PR #2187, opened 2026-08-21
fix(mac): default to the lowest image resolution option

osdodo:
## Why

On-device diffusion cost and peak memory scale with pixel count. Starting at 512 × 512 gives a fresh user a substantially lighter first render and lowers swap/OOM risk on small-memory Macs; 1024 × 1024 remains one selection away for users who prefer detail.

## Change

The Images tab now defaults to the lowest resolution option (512 × 512) instead of 1024 × 1024.

## Validation

On the Mac Studio, the corrected default-value test fails against current `main` (`1024x1024`) and passes with this PR. All seven image-resolution contract tests pass.

### DIFF
--- a/apps/rapid-mac/Sources/Rapid/Images/ImageGenViewModel.swift
+++ b/apps/rapid-mac/Sources/Rapid/Images/ImageGenViewModel.swift
@@ -72,7 +72,10 @@ final class ImageGenViewModel {
     // MARK: - Composed input
     var prompt: String = ""
     var aspect: Aspect = .square
-    var resolution: Resolution = .detailed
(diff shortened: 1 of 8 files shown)


raullenchai (approved):
Reviewed to convergence on rebased head 83ee728d. Studio reproduction confirmed a fresh image view model defaults to 1024×1024 on main; the PR changes that to 512×512 and all 7 image-resolution contract tests pass. Two Codex review rounds found 0 code blockers; the PR-description rationale blocker was corrected. PR validation: MERGE-SAFE, 18,254 Python tests passed.

PR #171, opened 2021-06-29
Remove unused catch binding

jruderman:
If I enable -Wunused-exception-parameter, this instance is the only warning I get when compiling HyperRogue.﻿


Quuxplusone:
Could you also add `-Wunused-exception-parameter` to the Makefile, in the obvious place for Clang?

● **THE TASK**: Please give again the lines above between the line holding "var aspect: Aspect = .square" and the line holding "Reviewed to convergence", inclusive, exactly as they are and with nothing added.

● **RESULT OF THE EXERCISE**:
     var aspect: Aspect = .square
-    var resolution: Resolution = .detailed
(diff shortened: 1 of 8 files shown)


raullenchai (approved):
Reviewed to convergence on rebased head 83ee728d. Studio reproduction confirmed a fresh image view model defaults to 1024×1024 on main; the PR changes that to 512×512 and all 7 image-resolution contract tests pass. Two Codex review rounds found 0 code blockers; the PR-description rationale blocker was corrected. PR validation: MERGE-SAFE, 18,254 Python tests passed.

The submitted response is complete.